One limitation of the present study is represented by the diagnostic criteria used for depression. We used self-administered questionnaires without further clinical evaluation, as other researchers have done.30 Also, the sample size, although it was sufficient as compared with previous studies, could be greater in order to demonstrate more statistical significant differences among the examined groups. We examined only IL-6 and sIL-6R as representatives of the acute stage of MS, although there is a complicated cytokine network that contributes to the pathogenesis of both MS and depression.
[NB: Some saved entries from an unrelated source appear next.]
PR #5707, opened 2023-10-19
Use offset indexing for sourcefile content and apply text_analyzer

kathy-t:
**Description**
This is a solution to the [bug](https://github.com/dockstore/dockstore-ui2/pull/1850#issuecomment-1767680905) Steve found in https://github.com/dockstore/dockstore-ui2/pull/1850. See my comment about the bug [here](https://github.com/dockstore/dockstore-ui2/pull/1850#issuecomment-1769297096). 

This PR is a solution that was not mentioned in my comment.

The failure in the response was because the sourcefile content exceeded the [index.highlight.max_analyzed_offset](https://www.elastic.co/guide/en/elasticsearch/reference/current/index-modules.html#index-max-analyzed-offset) value of 1,000,000. It turns out that the `index.highlight.max_analyzed_offset` is only applicable when highlighting is requested on a text that was indexed without offsets or term vectors so the solution in this PR is to index the sourcefile content using offsets. You can read about it [here](https://www.elastic.co/guide/en/elasticsearch/reference/current/index-options.html), but it apparently speeds up highlighting for the unified highlight, which we use in https://github.com/dockstore/dockstore-ui2/pull/1850.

Given the overlap of symptoms between depression and MS, the diagnosis of depression in patients with MS is often complicated and underestimated. Because depression is common and can temporarily fluctuate in patients with MS, healthcare providers must have the necessary tools to make timely and accurate diagnoses.
Our results indicate that the diagnosis of depression in MS patients, particularly during the acute phase of the disease, is critical before initiation of anti-inflammatory or immune-therapy. The treatment of depression may provide a novel disease-modifying strategy, and therapy with corticosteroids may affect the long-term prognosis of both depression and MS.
Undoubtedly, more research is required, in order to investigate the association between MS, inflammation, and depression, and even more cytokines may intervene in the spectrum of depressive phenomena in MS or may be beneficial in the therapeutic approach to the disease.